Days before the Battle in the Agri Pass, the Albanians were defeated in the Battle of Morinë Pass, Battle of Carraleva Pass and Battle of Kaçanik Pass.

== Aftermath ==
Unable to repress their resistance in the Agri Pass, the Ottoman column took another way to Scutari, passing from the Pukë region. On July 24, 1910, Ottoman forces entered the city of Scutari (now known as Shkodër). During this period martial courts were put in action and summary executions took place.

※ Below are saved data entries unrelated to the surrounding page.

PR #189, opened 2023-02-08
Social service M2 

jmoguilevsky:
Social service M2 implies lots of changes in the internal architecture of the service itself, Browser-interface, and Unity renderer. This ADR has the explanation of those changes.


content/ADR-189-social-service-M2.md
```diff
@@ -0,0 +1,131 @@
...
+
+```mermaid
+sequenceDiagram
+    participant Renderer
+    participant Social client
+    participant Social service
+    participant Browser interface
+
+    Renderer ->>+ Social client: Get friends
+    Social client ->>+ Social service: Get friends
```
moliva, line 125: Make explicit this is the _new_ Social Client in C# and not the current one in TS.

content/ADR-189-social-service-M2.md
```diff
@@ -0,0 +1,131 @@
...
+    User 1 ->>+ Social service: Login
+    Social service ->>+ Matrix: Login
+    Matrix -->>- Social service: bearer token
+    Social service -->>- User 1: bearer token
+    User 1 ->>+ Social service: Connect (token)
+    Social service -->> User 1: Friends
+    Social service -->> User 1: Friend Requests
+    loop  Connection messages examples
+    User 1 ->> Social service: Friend event (ACCEPT, DELETE, etc.)
+    User 1 ->> Social service: Update position
```
moliva, line 85: Why do we need to add the update position here? This seems to still be processed in Matrix FTBB.

content/ADR-189-social-service-M2.md
```diff
@@ -0,0 +1,131 @@
...
+sequenceDiagram
+    participant User 1
+    participant Social service
+    participant Matrix
+
+    User 1 ->>+ Social service: Login
+    Social service ->>+ Matrix: Login
+    Matrix -->>- Social service: bearer token
+    Social service -->>- User 1: bearer token
+    User 1 ->>+ Social service: Connect (token)
```
moliva, line 80: Could we also clarify here that from this point forward all communications are through WebSocket and RPC?

agusaldasoro (approved):

content/ADR-189-social-service-M2.md
```diff
@@ -0,0 +1,165 @@
...
+    Social service ->> Matrix: create room
+    Social service -->>+ User 1: New FriendshipId: roomId
+    Social service -->>+ User 2: New FriendshipId: roomId
+```
+
+This new flow implies that rooms in Matrix will not be created until the friendship is established. This does not make the opposite true, if the friendship ends the room won't be destroyed (to prevent the history from being lost).
+
+Now, when a user logs in to decentraland, the friendship requests will also be obtained from the social service instead of the matrix sdk.
+
+First, the client will need to log in via HTTP, then establish a connection with the server, once correctly established, the server will then send two messages one with the current friends and another with the pending friend requests.
```
Julieta11, line 68:
```suggestion
First, the client will need to log in via HTTP. Then, establish a connection with the server. Once correctly established, the server will then send two messages: one with the current friends and another with the pending friend requests.
```

content/ADR-189-social-service-M2.md
```diff
@@ -0,0 +1,165 @@
...
+    end
+    User 1 ->> Social service: Disconnect WebSocket
+    Social service ->>- User 1: Disconnect WebSocket
+```
+
+## Implementation
+
+### Unity Renderer changes
+
+Given that Browser-interface is going to be slowly migrated into unity's codebase, the implementation of this feature will be done directly on unity's side too. Since this feature includes friends and friend requests, all of the code needed to handle friends and friendship requests will also be moved to unity, decoupling the dependency on Browser-interface. Still, channels, presence, and messaging will stay on the Browser interface side, but within time they will also be migrated to unity and will be able to leverage the new communication system.
```
Julieta11, line 95:
```suggestion
Given that Browser-interface is going to be slowly migrated into Unity's codebase, the implementation of this feature will also be done directly on Unity's side. To reduce the dependency on Browser-interface, the code responsible for handling friends and friend requests will be moved to Unity as part of this feature's implementation. However, channels, presence, and messaging will remain on the Browser-interface side for now. Over time, these features will also be migrated to Unity and will be able to take advantage of the new communication system
```

content/ADR-189-social-service-M2.md
```diff
@@ -0,0 +1,165 @@
...
+
+To prevent migrating all the code into unity-renderer's code and adding a lot of logic, this ADR proposes to add a new library in C# that will handle the logic around friendships and modify the logic in unity renderer to become more of an orchestrator of events.
```
Julieta11, line 97:
```suggestion
To prevent migrating all of the code into Unity Renderer's code and adding a lot of logic, this ADR proposes adding a new C# library to handle the logic around friendships. The logic in Unity Renderer would be adjusted to focus on event orchestration rather than handling all of the logic directly.
```

content/ADR-189-social-service-M2.md
```diff
@@ -0,0 +1,165 @@
...
+    Browser interface -->>- Renderer: Profiles[]
+    Renderer ->> Renderer: Store profiles in catalog
+```
+
+In this example, there are two main responsibilities of the flow:
+
+1. Obtaining the friendships list
+1. Storing the profiles in the catalog (to be able to render those friends)
+
+It can be seen that in the first example it's the browser interface's responsibility to know what profiles are missing and then send them to unity, making the browser interface the information orchestrator, in this new approach, Renderer is the orchestrator.
```
Julieta11, line 136:
```suggestion
In the first example, it is the Browser Interface's responsibility to identify which profiles are missing and then send this information to Unity. This makes the Browser Interface the information orchestrator. In the new approach, Unity Renderer would take on this role of information orchestration. 
```

content/ADR-189-social-service-M2.md
```diff
@@ -0,0 +1,165 @@
...
+
+### Browser interface changes
+
+This new structure will also imply changes on the browser interface side. First, all of the friendship logic will be deleted, maintaining only the necessary state so that the channels and messaging code can still function without any bugs. What will be deleted are the interactions with Unity around storing the friendships, friendship requests, and the logic for fetching profile information before sending the friends.
```
Julieta11, line 140:
```suggestion
This new structure will also require changes on the Browser Interface side. First, all of the friendship logic will be deleted, except for the necessary state to ensure that channels and messaging code continue to function without any issues. This will involve deleting the interactions with Unity around storing the friendships, friendship requests, and the logic for fetching profile information before sending the friends.
```

Julieta11 (commented):
Great work compis! I have some nitpicker suggestions which I think they might help with the readability :)

content/ADR-189-social-service-M2.md
```diff
@@ -0,0 +1,165 @@
...
+| Rust-RPC can’t handle the expected load                                            | Low                                             | High     | Invest time in developing the framework to make it more performant                                                                                                            | If this problem gets to prod, users might be impacted by not receiving all expected messages. Or in the worst case, take down the social service altogether | Medium        | 1        |
+| Rust RPC has internal bugs                                                         | Medium                                          | High     | Invest time in developing the framework to reduce bugs                                                                                                                        | If this problem gets to prod, users might be impacted by not receiving all expected messages. Or in the worst case, take down the social service altogether | High          | 1        |
```
marianogoldman, line 163: Choose either `Rust RPC` or `Rust-RPC` and use it consistent in all occurrences in this doc.

marianogoldman (changes requested):

content/ADR-189-social-service-M2.md
```diff
@@ -0,0 +1,166 @@
...
+Also, this new approach will need to be able to notify the users in real-time about the new friendship events. A new communication system will be needed to established to connect the client and the server (the technical specification of this system will be explored later).
+
+## Solution Space Exploration
+
+There are two main approaches:
+
+### WebSocket / Long polling
+
+WebSocket inherently comes with the benefit of establishing a bidirectional connection, enabling more features for the future (i.e. presence). Another big plus of using WebSocket is that the client can leverage protobuf and RPC for communication between the server and the client.
+On the other hand, WebSocket + RPC implies that the Social server will need to be the first implementation of Rust-RPC which is not yet a production-tested product.
```
lauti7, line 38: Why do you use"Rust-RPC" instead of "rpc-rust" (repo name) or "dcl-rpc" (crate name), or also a link to the project?

marianogoldman (approved):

A large number of firearms were collected and many villages and properties were burned by the Ottoman army.

== See also ==

- Albanian revolt of 1912
- Malësor tribes revolt of 1917

== Sources ==

- Akçam, Taner (2004). "From empire to republic: Turkish nationalism and the Armenian genocide"
- Elsie, Robert (2004). "Historical dictionary of Kosova"
- Finkel, Caroline (2006). "Osman's dream: the story of the Ottoman Empire, 1300–1923"
- Frashëri, Kristo (1984). "Historia e popullit shqiptar në katër vëllime"
- Gawrych, George Walter (2006). "The crescent and the eagle: Ottoman rule, Islam and the Albanians, 1874–1913"
- Jelavich, Barbara (1983). "History of the Balkans: Twentieth century"
- Pearson, Owen (2004). "Albania and King Zog: independence, republic and monarchy 1908–1939"
- Karpat, Kemal (2001). "The Politicization of Islam: Reconstructing Identity, State, Faith, and Community in the Late Ottoman State"
- Bloxham, Donald (2005). "The Great Game of Genocide: Imperialism, Nationalism, and the Destruction of the Ottoman Armenians"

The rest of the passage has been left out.